Day 7: Bridge Repair

Part 1

This is an example line: 3267: 81 40 27. Let \(t = 3267\) be the target, and \(n_1 = 81, n_2 = 40, n_3 = 27\) be the “numbers” that should make up \(t\). Each equation has \(k\) numbers, \(k=3\) for this example.

Let’s define a function is-correct?, which will output true if \(t\) can be “made” with \(n_1, \dots, n_k\) and false otherwise.

Since the compution is LTR, \(n_k\) will always be applied last. If the operator is multiplication, for example, \(t\) must be divisible by \(n_k\). If it is not, the multiplication operator is not valid for that spot. If it is, we recursively check is-correct? with a new \(t' = t / n_k\), and the numbers \(n_1, n_2, \dots, n_{k-1}\).

At a certain point we might end up with \(k=1\), the base case for is-correct?. is-correct? will output true if and only if \(t=k\).

We must first define for each operator a reverse and valid?:

(defn- operators-1 []
  [{:name :multiplication :reverse #(/ %1 %2) :valid? #(= 0 (mod %1 %2))}
   {:name :addition :reverse #(- %1 %2) :valid? #(> %1 %2)}])

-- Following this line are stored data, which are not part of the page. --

PR #1152, opened 2024-12-13
remove test skip since problem fixed in qonnx

jmitrevs:
# Description

There currently is one test that is skipped because the qonnx channels-last conversion fails with it. Wit the current head of qonnx, this is no longer the case, so we no longer need to skip the test. However, we need to update our test environment first, so this is created as a draft at the moment

## Type of change
 [x] Other (Specify)  Stop skipping a test

## Tests

The pytests should all pass after we create a new testing container.

## Checklist


bo3z (commented):
This looks good to me, can we create a new Docker image and run the tests, so this can be merged?

jmitrevs:
This depends on #1200. After that goes in, this should be able to go in (though it should be confirmed).

JanFSchulte (approved):

PR #1158, opened 2024-12-22
Infrastructure for saving/loading hls4ml models

vloncar:
# Description

Adds the ability to save and load hls4ml models (serialize/deserialize them). Given a `ModelGraph`, this will serialize it in a a single file which can be loaded at a later stage. The saved model doesn't depend on the original Keras/PyTorch/ONNX model in any way. 

The feature is in part inspired by Keras' model saving feature. The main format used for serialization is JSON, all objects save their state in dictionaries which are serialized into JSON. Assuming disk space is not a problem, generated JSON is nicely formatted during writing to file. No objects are pickled, as this is way too unsafe. The numpy arrays (weights) are saved in npz format. We save model graph (list of layers), the model information and config into separate files. This (along with some versioning information is packaged into a `.fml` file, which is just a `.tar.gz` with a different name. 

Internally, this works by adding a few methods to types, quantizers, layers and model graph itself. The interface is defined by the `Serializable` class. Classes would typically implement `serialize_state()` method, which should return a dictionary of current state of the object. Additionally, there's also a `serialize_class_name()` which is needed to know what instance are we saving, but most classes won't need to deal with this. Deserialization is done with a class method `deserialize()`. To support this feature some restructuring had to be done. `ModelGraph` has been intended to be created only with a layer list from a converter, which is not compatible with (de)serialization, so it was split into initialization of empty ModelGraph and conversion of layer list from converters to `Layer` objects. Furthermore, `Layer`'s initialization has to be skipped, as we're basically restoring a state post-initialization. Types and quantizers are more straightforward to save/load. Loaded model should be indistinguishable from the original, but there may be some corner cases of some hacks of internal state of layers (or partially optimized models) not working on loaded models, we can catch these over time. But for "final" models (one you're happy enough with to call `write()`/`compile()`/`build()` on) saving/loading should always work.

One somewhat ugly part in the current implementation is that due to the creation of dynamic wrapper classes, we cannot directly deserialize to them, instead we create the original types, and have to run `<backend>:specific_types` optimizer to truly get an object that is identical to the original one. Running that optimizer for a given backend looks a bit hacky, but is ok for now since all backends have an optimizer by that name.

## Type of change

## Tests

Included is a test in `test_serialization.py` that tests saving/loading QKeras and QONNX models. These cover serialization of most types and quantizers that can appear in a model, but obviously not all possible layers. Maybe a more thorough test would be to extend most existing tests to save and load a model and then continue working with a loaded model. But I'll leave that to a future PR.

## Checklist

I've done all the usual checks prior to opening this PR.


jmitrevs:
Even though the running time exceeded the limits, there were failures in test_serialization beforehand.

JanFSchulte:
> Even though the running time exceeded the limits, there were failures in test_serialization beforehand.

Indeed. I am just rerunning the tests to see which part is taking so long, and the QONNX test runs really fast, so it is the serialization test itself that is very slow.

test/pytest/test_serialization.py
```diff
@@ -0,0 +1,105 @@
...
+    serialize_model(hls_model, out_dir / 'qonnx_model.fml')
+    hls_model_clone = deserialize_model(out_dir / 'qonnx_model.fml')
+    hls_model_clone.config.config['OutputDir'] = str(out_dir / 'clone')
+    hls_model_clone.compile()
+    y_clone = hls_model_clone.predict(X)
+
+    np.testing.assert_equal(y_original, y_clone)
+
+
+@pytest.mark.parametrize('backend', ['Vitis'])  # Disabling OneAPI for now excessive run time
```
bo3z, line 69: OneAPI is enabled in the above QKeras test. Is it faster with QKeras than with QKeras or should the above one be also commented out?

hls4ml/model/graph.py
```diff
@@ -307,8 +308,90 @@ def _parse_hls_config(self):
...
+    def serialize(self):
+        state = {}
 
-class ModelGraph:
+        config = self.config.copy()
+        config.pop('KerasModel', None)
+        config.pop('OnnxModel', None)
+        config.pop('PytorchModel', None)
+
+        # Much of this may not be needed and is already in 'config' dict but is kept here to be sure
```
bo3z, line 319: This seems a bit error-prone, because if there's a new attribute added to HLS config and it's not reflected in these two functions, it could fail later on. I guess there are three ways to handle this:
- As the comment suggests, assume most (all?) of the variables are reflected in config, so the others are simply fail-safe mechanisms... do we know which of this variables aren't directly stored in config?
- Find a way to implicitly iterate through all the internal member variables of HLSConfig and store them to state. This seems like something that's doable in Python
- Ignore for now, as it doesn't seem the HLS config will change a lot in the (near) future.

hls4ml/model/graph.py
```diff
@@ -318,46 +401,57 @@ class ModelGraph:
...
+        self._applied_flows = []  # keep track of the applied flows
+        self.index = 0
+        self.output_vars = {}
+        self._top_function_lib = None
 
-        # keep track of the applied flows
-        self._applied_flows = []
+    @classmethod
+    def from_layer_list(cls, config_dict, layer_list, inputs=None, outputs=None):
+        def _find_output_variable_names(layer_list, layer_names):
```
bo3z, line 416: Just a personal preference - but I am not the biggest fan of functions inside of functions unless absolutely necessary. Is there a reason this function got moved?

hls4ml/model/quantizers.py
```diff
@@ -76,6 +90,10 @@ def __call__(self, data):
         ones = np.ones_like(data)
         return np.where(data > 0.5, ones, np.where(data <= -0.5, -ones, zeros))
 
+    def serialize_state(self):
+        state = {}
```
bo3z, line 94: Minor, but not sure if I am missing something obvious here: the BinaryQuantizer has a state but the TernaryQuantizer doesn't? In my understanding of the serialization, neither should have the state? Or if yes, both?

hls4ml/utils/serialization.py
```diff
@@ -0,0 +1,225 @@
...
+
+import numpy as np
+
+from hls4ml.model.graph import HLSConfig, ModelGraph
+from hls4ml.model.optimizer import optimize_model
+
+from .._version import version
+
+
+def serialize_model(model, file_path):
```
bo3z, line 16: Could we add a short docstring to this function?  Could be a copy of the docs, but still nice to have since it's a user-facing function.

bo3z (changes requested):
First round of reviews of the saving/loading infrastructure of hls4ml models. Generally, looks very good - most of the comments are minor with some questions for my better understanding. Two high-level questions / comments, for here as well:
1. Would it be better to name the methods save_model and load_model? This is closer to what Keras does and maybe a bit clearer to most users?
2. At what stage can a model be saved? After conversion but before calling .compile(...) or also after compilation? Most of the examples/tests I've seen in this PR are before compilation. Generally, it would be useful to be able to save/load the model after compilation (e.g. I converted the model on my local machine, compiled it to verify accuracy with predict(...) and then saved it, to synthesize it on a remote node). This is trickier though and can open up non-clear issues....e.g, if the CPU ISA is different between nodes the comiled hls4ml library is useless. But also useful, since compilation can sometimes take long (especially with lots of code generation).

test/pytest/test_serialization.py
vloncar: This is actually due to a bug in oneAPI that causes very long running time at 100% CPU usage due to context switches between threads. Reported to Intel.

test/pytest/test_serialization.py
```diff
@@ -0,0 +1,105 @@
...
+from tensorflow.keras.layers import Flatten, Input
+from tensorflow.keras.models import Sequential
+
+import hls4ml
+from hls4ml.utils.serialization import deserialize_model, serialize_model
+
+test_root_path = Path(__file__).parent
+example_model_path = (test_root_path / '../../example-models').resolve()
+
+
```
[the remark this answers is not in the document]
vloncar: If you wish, but will be the same result. Ultimately we're serializing the ModelGraph, where it originated from should not matter much. I added QONNX just to be sure more advanced models are working

hls4ml/model/graph.py
vloncar: Another one of those cases of "if only we had better config infrastructure" :smile: 

The problem we have is that there's the initial config dict, and the current config class. Then there may be code that uses one or the other, so we need to save both. Your second solution is error prone too, as it would assume we know how to handle all possible values of internal members so we can save them. 

In another project we're investigating Pydantic for for config schemas, maybe we can apply that to hls4ml in the future. For now I feel we could maybe make it clear to future developers that if they add new internal members they need to also follow up with serialization functions.

hls4ml/model/graph.py
vloncar: No other function uses it and it doesn't depend on `self`. If it was separate it would also have to be a `classmethod`, but it felt weird to have a class method intended only for internal use. I actually considered moving it to a separate utility file, but that also felt like too much given that it really is used only once.

hls4ml/model/graph.py
```diff
@@ -890,3 +986,25 @@ def build(self, **kwargs):
...
+            'index': self.index,
+            'applied_flows': applied_flows,
+        }
+
+        return state
+
+    @classmethod
+    def deserialize(cls, state):
+        raise Exception(
+            '{cls.__name__} is not intended to be deserialized directly. Use {cls.__name__}.from_saved_state instead.'
```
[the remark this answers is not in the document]
vloncar: indeed it does

hls4ml/model/quantizers.py
vloncar: This is a weird one... The "state" here is simply the choice of the number of bits used (1 or 2). For ternary we will always use 2 bits so there's no state to save. State is something you will need to pass to `__init__(...)` to recreate the object.

hls4ml/model/types.py
```diff
@@ -588,5 +731,16 @@ def __init__(self, code):
     def __str__(self):
         return str(self.code)
 
+    def serialize_class_name(self):
+        cls = self.__class__
```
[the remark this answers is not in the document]
vloncar: It's different. The wrangling of the name is needed because types are created dynamically (belonging to a backend). `Source` isn't one of them

hls4ml/utils/serialization.py
vloncar: Sure I'll do that

vloncar:
For the general comments:
1. Can be done. I actually tried not to copy Keras naming convention, but if that's what people prefer, I'm fine with renaming the function
2. You can call it afterwards. We save the IR, not what the IR ultimately generates (writes as a project). But we ensure that what is written is the same whether the model was serialized or not. `write()` doesn't change the internal state, so you're safe to call it many times at whichever point you want. `compile()` will call `write()`, then compile to create the `.so` and link it. This `.so` and the subsequent link to python runtime cannot be saved as they are not portable at all. Even on the same CPU type, but different OS family. For example on a desktop/laptop people would use Ubuntu or something else modern, and then move it to server for synthesis which is likely to run RHEL or clone. The compiled `.so` won't work and will need recompilation. Luckily you can be sure that when you call `write()`, `compile()` or `build()` you that first stage of writing the project to disk will result in the the same thing as the original model.

vloncar:
Now also includes an option to "convert" from an existing project written on disk which we can argue is a form of model loading. Adds a function `convert_from_existing_project()` that returns a special type of `ModelGraph`  where only the `compile()`, `predict()` and `build()` can run. This is useful if you want to use python integration after the project already exists. I used this "feature" for a while for development, as it allows one to generate an HLS project, manually make changes to it, and then go back to python to test stuff with `predict()` without the use of C++ testbench (which let's be honest, is a cumbersome way to test out the project). The person that asked for this to be an official feature uses it for testing in a separate environment that doesn't have ML frameworks

JanFSchulte:
That looks pretty cool! I'm just wondering if `convert_from_existing_project()` is the best name for the function, as no actual conversion is happening IIUC this is not a way to modify the project, just to be able to re-run these functions. Maybe `load_existing_project()` would be a bit more clear on the scope.

vloncar:
I didn't know where to put it, in converters or in utilities. If it is in converter, then it should be a convert_from. Also not sure where to put the `FilesystemModelGraph` class definition either. Feels like a very weird appendage currently in `graph.py`. We need to converge on the naming of functions in this PR anyway, so let's come up with a solution to all of this. Otherwise the PR is ready.

jmitrevs:
Should we maybe rename `serialize_model` to `save_model` and `convert_from_existing_project` `load_model`? Or something similar? One could also potentially have `hls_model.save(filename)` too.

vloncar:
Currently there is `serialize()`/`deserialize()` that work with a specific format that contains all information about a model in a `.fml` file. Then there is `convert_from_existing_project()` which creates a limited graph from existing project created with `write()` (full reconstruction is not possible). Calling that feature `load_model()` doesn't feel right. What would we do with `deserialize()` in that case?

I thought about renaming the main functions as `export()`/`import()` but it still feels that `load_model` for existing project is out of place as there's no equivalent `save()` or `save_model()`.

JanFSchulte:
I like `export()` and `import()` for the proper saving/loading of models. For the other case, I'd still go with something like `load_project()` to make sure that it allows to interact with an HLS project and not an hls4ml model. This specific functionality, including the `FilesystemModelGraph` could live in a `hls4ml/utils/projects.py`, or similar.

vloncar:
I simplified the API a bit: Saving is done with `ModelGraph.save()` (as suggested by Jovan), loading with `hls4ml.converters.load_saved_model()`. The existing project can be linked with `hls4ml.converters.link_existing_project()`. That way all user-facing model-creation calls are in the same place and all model manipulation calls are on the model object, no need for callinfg functions from other parts of the API.

JanFSchulte (approved):

bo3z (approved):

And here is our recursive is-correct?:

(defn- is-correct?
  "Can `target` be made with `numbers`, using `operators`?"
  [target numbers operators]
  (if (= 1 (count numbers))
    (= target (first numbers))
    (->> operators
         (filter (fn [op] ((:valid? op) target (last numbers))))
         (some (fn [op]
                 (is-correct?
                  ((:reverse op) target (last numbers))
                  (butlast numbers)
                  operators))))))

(defn- sum-correct-equations [input operators]
  (->> (s/parse-lines input)
       (map s/parse-ints)
       (filter (fn [[target & numbers]] (is-correct? target numbers operators)))
       (map first)
       (reduce +)))

(defn part1 [input]
  (let [ops (operators-1)]
    (sum-correct-equations input ops)))

Part 2

Part two is effectively identical, but now with the concatenation operator:

(defn- operators-2 []
  (into (operators-1)
        [{:name :concatenation
          :reverse (fn [n x]
                     (let [s (str n)]
                       (Long/parseLong (subs s 0 (- (count s) (count (str x)))))))
          :valid? (fn [n x]
                    (let [sn (str n)
                          sx (str x)]
                      (and (> (count sn) (count sx))
                           (str/ends-with? sn sx))))}]))

(defn part2 [input]
  (let [ops (operators-2)]
    (sum-correct-equations input ops)))

My previous version ran over three seconds, but this runs in 50msec.